Frank Robben: “Neem nu de raadpleging van het kankerregister. Het kankerregister is een databank van alle kankers in België, die wordt beheerd door de kankerstichting. Ze wordt voor twee dingen gebruikt: om informatie te delen tussen de oncologen die een bepaalde patiënt behandelen, en om er beleidsinformatie uit te halen. De databank staat bij de kankerstichting, en niet bij eHealth. Maar ze zou wel opgeroepen moeten kunnen worden via ons portaal. Met de reumatologen testen we dan weer het artritisdossier uit, voor het vragen van toelating voor dure geneesmiddelen. Dat hoeft geen twee maanden meer te duren, maar nog amper drie dagen.”
“Hoe het werkt? De arts moet met zijn elektronische identiteitskaart via het rijksregister bewijzen dat hij is wie hij zegt dat hij is. Vervolgens gaan we na bij Volksgezondheid of hij arts is, en welk soort arts. Nog later checken we of hij in het ziekenhuis werkt waaruit de vraag komt, waarna we controleren of hij de patiënt behandelt die hij zegt te behandelen. En dan pas -maar uiteraard verloopt dat proces razendsnel- krijgt hij de gegevens die nodig zijn. Die gegevens zijn trouwens versleuteld: niemand kan zien om wie het gaat, tenzij de arts die behandelt.”
“Patiënten zullen vooral de snelheid en de kwaliteit van de zorg zien toenemen. In Denemarken, waar men al veel verder staat dan bij ons op het vlak van eHealth, zegt men dat de zorgverstrekkers 20 procent extra tijd hebben voor de patiënt, omdat ze minder paperassen moeten bijhouden.”
Interoperabiliteit
Een vraag die zich opdringt, is of eHealth niet tegen de kar rijdt van andere netwerken die intussen al uitgerold zijn.

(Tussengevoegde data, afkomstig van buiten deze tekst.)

PR #145, opened 2023-10-16
Chore: code style migration

popuz:
# Changes

- imported `.editorconfig` and **File Layout** from **unity-renderer**
- added code convention test for checking namespaces for classes
- added test to validate that project doesn't contain empty fodlers
- applied **code cleanup** to the full project


Explorer/Assets/DCL/AssetsProvision/ComponentReference.cs
```diff
@@ -1,62 +1,63 @@
-﻿using UnityEngine;
+﻿using UnityEditor;
+using UnityEngine;
 using UnityEngine.AddressableAssets;
 using UnityEngine.ResourceManagement.AsyncOperations;
-#if UNITY_EDITOR
```
mikhail-dcl, line 4: We must preserve `using UnityEditor` under #define

mikhail-dcl (changes requested):

mikhail-dcl (approved):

Frank Robben: “Absoluut niet. eHealh moet complementair zijn met regionale initiatieven. Opnieuw: wij rollen een basisplatform uit waarop andere partijen verder kunnen bouwen. Je moet eHealth zien als een autosnelweg met enkele verkeersregels op technisch vlak, maar het is wel de bedoeling dat er verschillende wagens en trucks over rijden.”
“Je hebt Lisa in Leuven, je hebt het Ziekenhuisoverleg van Bart Sijnave in Gent, er is de Réseau Santé Wallon beneden de taalgrens… terwijl de eindgebruikers eigenlijk niet met verschillende platformen geconfronteerd mogen worden. Er moeten dus afspraken worden gemaakt rond interoperabiliteit met eHealth. It maakt in dat verhaal 20 procent van het probleem uit. 80 procent bestaat erin mensen zo ver te krijgen om met elkaar te willen samenwerken.”
“En als er conversies moeten gebeuren, dan zullen die deel uitmaken van eHealth. Ik heb in het verleden maar liefst 3000 instellingen van de sociale zekerheid met elkaar laten samenwerken. Denk je dat die instellingen allemaal met dezelfde infrastructuur werkten? Je hebt mensen die in XML werken, je hebt mensen die met FlatFiles werken, en de Kruispuntbank doet de conversie. Alle spelers zullen opwerpen dat er een standaard moet zijn. Voor die standaard kunnen wij nu zorgen.”